Russia and Japan struggle to resolve decades-long dispute over remote islands

Kuril islands changed hands in WWII and an amicable settlement remains elusive

Malokurilskaya Bay on Shikotan Island, one of the Kuril islands under Russian control. Photograph:  Getty Images
Malokurilskaya Bay on Shikotan Island, one of the Kuril islands under Russian control. Photograph: Getty Images

Russia has rejected Japan's assertion that it was ready to loosen its grip on the Kuril islands, dashing hopes that the two countries might be close to resolving a decades-long territorial dispute over the Pacific archipelago.

President Vladimir Putin and Shinzo Abe, the Japanese prime minister, agreed during talks in Singapore in November to step up efforts to settle the conflict over the four southernmost Kuril islands that were seized by Soviet forces in the final days of the second World War. There are plans for the two men to meet in Moscow later this month to further negotiations.
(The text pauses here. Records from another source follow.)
PR #405, opened 2024-06-21
fix: better error messages on import

nicholaswma:
Removes error toasts on import wallet, adds error messages for various states(pw, no pw, no kf, etc)

image

### DIFF
--- a/assets/_locales/en/messages.json
+++ b/assets/_locales/en/messages.json
@@ -1997,5 +1997,21 @@
   "recommended":  {
     "message": "Recommended",
     "description": "required"
+  },
+  "add_wallet_error_message": {
+    "message": "Please enter a recovery phrase or key file and enter the password to your current wallet before continuing.",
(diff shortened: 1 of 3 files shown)


assets/_locales/en/messages.json
```diff
@@ -1997,5 +1997,21 @@
   "recommended":  {
     "message": "Recommended",
     "description": "required"
+  },
+  "add_wallet_error_message": {
+    "message": "Please enter a recovery phrase or key file and enter the password to your current wallet before continuing.",
+    "description": "Error message if recovery section is left blank"
+  },
+  "empty_password_error_message": {
+    "message": "Please enter the password to your current wallet before continuing. Not the password to the wallet you are importing.",
```
7i7o: Not a fan of this copy. Maybe we could signal somewhere that the password is *Arconnect*-bound instead of *wallet*-bound

7i7o (approved):
tACK 🚀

Russia and Japan have a shared interest in resolving the Kurils problem, which prevents conclusion of a peace treaty formally ending the second World War and has acted as a brake on bilateral economic and political co-operation. Russia wants to tap Japanese investment in energy and technology, and Japan hankers after greater access to Siberian oil and gas resources.
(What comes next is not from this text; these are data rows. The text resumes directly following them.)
PR #406, opened 2024-06-24
refactor: Show network connectivity error tooltip

pawanpaudel93:
## Summary

This PR adds the network connectivity tooltip for AO tokens when the balance fetch is failed.


src/components/popup/Token.tsx
```diff
@@ -228,6 +232,17 @@ const DegradedMessage: React.ReactNode = (
   </div>
 );
 
+const NetworkErrorMessage: React.ReactNode = (
+  <div style={{ textAlign: "center" }}>
+    <div style={{ fontSize: "14px" }}>Network issue detected.</div>
+    <div style={{ fontSize: "12px", color: "#a3a3a3" }}>
+      Your ISP or VPN is blocking access to AO.
```
7i7o: Let's i18n these two messages

7i7o (changes requested):

src/components/popup/Token.tsx
pawanpaudel93: Sure, I will do that.

pawanpaudel93:
@7i7o since we cannot get the same fetch error status as we see in the browser, we don't know if it was failed due to ISP/VPN blocking ao. I did add a common fetch error check that occurs on if fetch is failed but do you have idea on how we can make it better ?

7i7o:
> @7i7o since we cannot get the same fetch error status as we see in the browser, we don't know if it was failed due to ISP/VPN blocking ao. I did add a common fetch error check that occurs on if fetch is failed but do you have idea on how we can make it better ?

Actually those are the best error messages we have from the users that experienced the problem

7i7o (approved):
tACK 👍

PR #407, opened 2024-06-25
feat: Auto import AO tokens in dashboard

pawanpaudel93:
## Summary

This PR adds functionality to auto import AO tokens to dashboard. If a AO token is removed from dashboard using `View All` or `Token Settings` then the token is not auto imported again.

`Note:` Also, now `arweave-search.goldsky.com` graphql endpoint is used so the graphql querying is faster than before.


7i7o (approved):
tACK 👍

nicholaswma:
@pawanpaudel93 can you clear out these conflicts? thanks

7i7o (approved):
tACK 👍

PR #416, opened 2024-07-03
feat: new settings UI

pawanpaudel93:
## Summary

This PR adds the new quick settings and makes modifications on the All settings page to show the General/Advanced settings.


src/routes/popup/settings/apps/[url]/index.tsx
Comment (7i7o) [inline src/routes/popup/settings/apps/[url]/index.tsx:1]: When the app has a different port, for example localhost:5173, the colon is written as "%3A" and it breaks the route resulting in the setting not being shown

7i7o (changes requested):
Only one minor fix for the apps settings routes

7i7o (approved):
tACK 👍

PR #418, opened 2024-07-03
fix: Endless spinner issue when loading AR balance on dashboard

pawanpaudel93:
## Summary

This PR fixes the endless spinner issue when loading AR balance on dashboard by comparing the float balance value to historical balance as the historical balances are float value of balances.

## How to Test
- Test the balances of the current wallets.
- Test the balance of the wallet where the issue was occurring.


7i7o (approved):
tACK 👍

PR #421, opened 2024-07-05
fix: Show correct fiat amount for AR in transactions history

pawanpaudel93:
## Summary

This PR fixes the transactions history to show the correct fiat amount for AR transactions.


7i7o (approved):
tACK 👍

Putin has called for an amicable settlement that would see Russia sign a peace treaty with Japan, and then talk about the possible return of two of the four disputed islands, including Shikotan and Habomai. Terms for such an accord were set out in a Soviet-Japanese declaration in 1956 that fell apart after the US stationed troops in Japan the following decade.

READ MORE

Abe has invested a large amount of political capital in ending what Japan sees as a Russian occupation of the Kurils, and has been talking up the prospects for his forthcoming meeting with Putin. In televised remarks over the new year holidays the Japanese leader asserted that 2019 would see a breakthrough in negotiations and that residents of the disputed islands should prepare for a change of ownership.

‘Misleading statements’

The Russian foreign ministry lost patience this week and summoned Toyohisa Kozuki, Japan's ambassador to Moscow, to complain that Tokyo was issuing "misleading statements" in a bid to impose its "own scenario" for a resolution of the conflict.
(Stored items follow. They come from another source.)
PR #425, opened 2024-07-09
fix: adds delete and get subscription route

nicholaswma:


7i7o (approved):
tACK 👍 

Usage issues:
- devs can read *all* subscriptions if they have the permissions
- deleteSubscription actually *removes* the subscription instead of *canceling* from the list of subscriptions (user can no longer see their past payments or previous subscription)
- deleteSubscription doesn't show popup neither needs any user confirmation
- devs can delete *any* subscription (without user confirmation) if they know the `targetId`

Previous subscription rough edges:
- If user cancels a subscription, they can no longer subscribe to the same address: Console shows `Account is already subscribed`. Users need to remove subscription (loosing all subscription payments history) to be able re-subscribe.

nicholaswma:
Closing for now - can reopen if necessary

“Russia had not changed its position that the Kurils problem could only be resolved under conditions of a qualitatively new atmosphere in Russian-Japanese relations supported by the peoples of both countries and based on the recognition by Tokyo of the outcome of World War II, including the Russian Federation’s absolute sovereignty over the southern Kuril islands.”

The ministry’s angry outburst set the stage for tense talks with Toro Kono, the Japanese foreign minister, who arrives in Moscow this weekend to prepare the ground for the Putin-Abe meeting.

However, Russia, turning east to Asia for political and economic support as relations sour with the West, is unlikely to risk alienating Japan by calling a halt to the Kuril negotiations.

A rally against Russian-Japanese talks over the Kuril islands dispute  in Yuzhno-Sakhalinsk, Russia, in December. Photograph: Sergei Krasnoukhov/
A rally against Russian-Japanese talks over the Kuril islands dispute in Yuzhno-Sakhalinsk, Russia, in December. Photograph: Sergei Krasnoukhov/

Some commentators believe Putin might be ready to share control of the Kurils if Japan agrees to a set of tough demands, including the lifting of sanctions against Russia and a pledge to block any US military deployment on the islands.

The Kremlin had agreed to accelerate the Kurils peace process to sow discord in the G-7 group of developed nations that has united in opposition to Russia's annexation of Crimea, and to force Japan to distance itself from the US, said Andrei Makarkin, a Russian political analyst. "It's a game against America," he told the Rosbalt news agency on Thursday.

Sovereignty

Russia would benefit from a peace treaty with Japan that fractured international resistance to its aggressive policies in Ukraine, said Andrei Zubov, a Russian political scientist. However, it would be politically inexpedient for Mr Putin, who has positioned himself as a "protector of Russian lands" since ordering the takeover of Crimea in 2014, to surrender sovereignty of the Kurils.

“In Russia even the transfer of Shikotan and Habomai would be seen as the ‘trading of Russian lands’ and would cost Putin 20-30 per centof his [domestic approval] ratings.”

A lawmaker from Russia’s nationalistic Liberal Democratic Party tabled a bill on Thursday that would prevent parliament from approving the transfer of the Kurils to Japan. Adoption of the legislation would deal yet another blow to Abe’s hopes of regaining the islands, and limit the Kremlin’s bargaining power when dealing with Japan.